The other impediment to the hydrogen economy is the production of hydrogen itself. The only clean way to produce it is through electrolysis using energy from renewable resources like solar and wind. Unfortunately, those technologies are also not well advanced, meaning there is not nearly enough hydrogen to meet the demands of a completely converted economy. The result is that hydrogen would have to be steam-reformed from hydrocarbon fuels, which brings the problem full circle back to the production of greenhouse gases.

The Future of the Hydrogen Economy

Unfortunately, in 2009, the Obama Administration reversed much of the investment that promised a hydrogen economy. Energy Secretary Stephen Chu indicated that the government would prefer to focus on projects that would “bear fruit more quickly” as estimates of when hydrogen would replace conventional fuels ballooned from 20 years to 40 years and in some cases, over 100 years. In some ways, this represented a backward step in fuel cell technology as research and development dollars were diverted away from hydrogen fuel cells toward stationary fuel cells.

As the focus shifted from energy independence to what seemed at the time to be the immediate concern of global warming, the Obama Administration found it more important to reduce carbon dioxide emissions quickly than to plan for the long-term future of the nation’s energy independence and predict that plan upon an untested technology that had seemingly hit an insurmountable roadblock. As a result, focus on reducing carbon emissions from hydrocarbon fuels became more important than creating zero carbon emissions through the use of hydrogen fuels.

Fuel cell technology has not been completely abandoned, but rather the focus has shifted from transportation based hydrogen fuel cells to stationary hydrocarbon fuel cells. Specifically, there has been a tremendous interest in coal-based systems. It is suggested that stationary power systems based on fuel cells that utilize gas derived from coal could be 60% efficient by 2025. Additionally, it is speculated that it is possible to remove the majority of carbon from these fields underground, thereby sequestering it and preventing its emission into the atmosphere. The sequestration efforts would reduce carbon emissions by 90%. Though not perfect, it is certainly a tremendous step in a positive direction. The Department of Energy has invested substantial resources in what it calls the Integrated Gasification Fuel Cell.

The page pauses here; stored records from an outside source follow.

PR #1294, opened 2026-06-08
feat: anonymous opt-out CLI telemetry for owox serve and owox-ctl

zapolsky:
## Summary

Anonymous, opt-out usage telemetry for the OWOX CLIs, so we can understand how many people run
the product and prioritize accordingly.

**`owox serve`** sends a single `cli.serve.started` event on successful startup.
**`owox-ctl`** sends a single `cli.command.invoked` event per command (the oclif command id only,
e.g. `data-marts:list` — never arguments).

Shared design:
- Built on the existing `EventBus` in `@owox/internal-helpers`. A `TelemetryEvent` marker class +
  `PostHogTransport` that is a **no-op for any non-telemetry event**, so PII-bearing backend events
  can never reach PostHog.
- CLI-agnostic helpers (`isTelemetryEnabled`, `getOrCreateAnonymousId`) and a generic
  `emitTelemetry()` orchestrator live in `@owox/internal-helpers`; `trackServeStarted` (owox) and
  `trackCommand` (ctl) are thin wrappers. ctl is instrumented once at `BaseCommand.finally`, so all
  commands are covered.
- Anonymous random UUID (`crypto.randomUUID`, not machine-derived) persisted in the OS app-data dir.
- Opt-out via `OWOX_TELEMETRY_DISABLED` or `DO_NOT_TRACK`; auto-disabled in CI and in the dev script.
- Public PostHog key is empty in git, injected at release time by `scripts/inject-posthog-key.mjs`,
  wired into `publish.yml` before the build step.
- Fire-and-forget: never throws, never blocks startup or command completion.

What is collected (anonymous, no PII): a random id, CLI/Node versions, OS platform/arch, Docker/IDP/web
flags (serve), and the command id (ctl). Never: hostnames, paths, emails, env values, command args, IPs.

## ⚠️ Manual steps required on GitHub before this ships telemetry

Telemetry stays silently disabled until these are done (empty key → safe no-op):

1. **Add the repo Actions secret** `POSTHOG_API_KEY` = the OWOX PostHog project's **public** key
   (`phc_…`): Settings → Secrets and variables → Actions → New repository secret.
2. **If the PostHog region is not EU**, bump the `DEFAULT_POSTHOG_HOST` default in
   `packages/internal-helpers/src/integrations/event-bus/posthog-config.ts`
   (e.g. to `https://us.i.posthog.com`).
3. The publish workflow already runs the inject step before build; no further CI wiring needed.

## Test Plan

- [x] `@owox/internal-helpers`, `owox`, `@owox/ctl`: lint + typecheck + test + build all green
- [x] `posthog-key.ts` empty in git; no real key committed
- [x] telemetry tests are hermetic (no `telemetry.json` written outside a temp dir)
- [x] ctl payload sends only the command id — no argv/flags
- [ ] After merge + secret: confirm `cli.serve.started` and `cli.command.invoked` events arrive in PostHog
- [ ] Confirm `OWOX_TELEMETRY_DISABLED=1` suppresses events for both `owox serve` and `owox-ctl`


apps/ctl/src/base-command.ts
```diff
@@ -87,4 +87,18 @@ export abstract class BaseCommand extends Command {
...
     this.exit(1);
   }
+
+  protected async finally(error: Error | undefined): Promise<void> {
+    try {
+      const { trackCommand } = await import('./telemetry/track-command.js');
+      trackCommand({
+        cliVersion: this.config.version,
+        command: this.id ?? 'unknown',
+        log: (message: string) => this.log(message),
```
max-voloshyn: 🔴 Blocking: This routes the first-run telemetry notice through `this.log`, so released `owox-ctl` will append a human-readable line to stdout on the first telemetry-enabled invocation. Several commands emit JSON/NDJSON on stdout, so this can corrupt automation output even when the command succeeds. Please send the notice to stderr or suppress it for machine-readable commands.
🤖 Reviewed by Codex (GPT-5.5)

packages/internal-helpers/src/integrations/event-bus/transports/posthog-transport.ts
```diff
@@ -0,0 +1,53 @@
...
+    if (!isTelemetryEvent(event)) return;
+    if (!this.config.apiKey) return;
+
+    const payload = { ...(event.payload as Record<string, unknown>) };
+    const anonymousId = payload.anonymousId;
+    if (typeof anonymousId !== 'string' || anonymousId.length === 0) return;
+    delete payload.anonymousId;
+
+    const controller = new AbortController();
+    const timer = setTimeout(() => controller.abort(), this.config.timeoutMs);
```
max-voloshyn: 🔴 Blocking: This timeout is a ref-counted timer inside an un-awaited telemetry send, so short-lived `owox-ctl` commands can stay alive until the PostHog request settles or this 3s abort fires. I verified this path with a pending fetch and the process exited after about 3006ms, which violates the “never blocks command completion” behavior. Please avoid leaving ref-counted timers/network handles on the CLI path, or explicitly bound/await the delay if it is intentional.
🤖 Reviewed by Codex (GPT-5.5)

apps/ctl/src/base-command.ts
zapolsky: Fixed in 33b11e3 — the first-run notice now goes to `process.stderr.write` instead of `this.log`, so stdout stays clean for owox-ctl's JSON/NDJSON output.

packages/internal-helpers/src/integrations/event-bus/transports/posthog-transport.ts
zapolsky: Fixed in dee7db6 — replaced `fetch` with `node:http`/`node:https` using `socket.unref()` and an unref'd bounded timeout that `req.destroy()`s. Root cause was `fetch`: its socket can't be unref'd. Verified an unreachable host now releases the process in ~680ms (bounded by timeoutMs) instead of 8s+, and a responsive host releases as soon as the socket is established.

max-voloshyn (approved):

As it currently stands, most major U.S. manufacturers such as General Motors, Ford Motor Company, and Daimler Chrysler have abandoned or mostly abandoned their hydrogen fuel cell projects. Without the government subsidies and due at least in part to the recent collapse of the financial system, many automotive manufacturers have found it uneconomical to invest in hydrogen fuel cells. Rather, the new trend is in electric vehicles and in batteries capable of long periods between recharging. The focus now is to maximize the efficiency of the electrical grid in order to create an infrastructure of electric cars that reduces overall emissions. So long as the electricity is generated cleanly, then electric cars are also zero emissions.

There may be some role for reversible fuel cells to play in the new electric economy, though the extent of that role has yet to be determined. Current trends seem to be a repeat of the 1980s. It remains to be seen if the U.S. will once again return to fuel cells after a second foray into batteries. It may be that a combination of the two technologies will ultimately prevail. The U.S. continues to invest in hydrogen fuel cells, particularly at the private level, but not at the level it once did.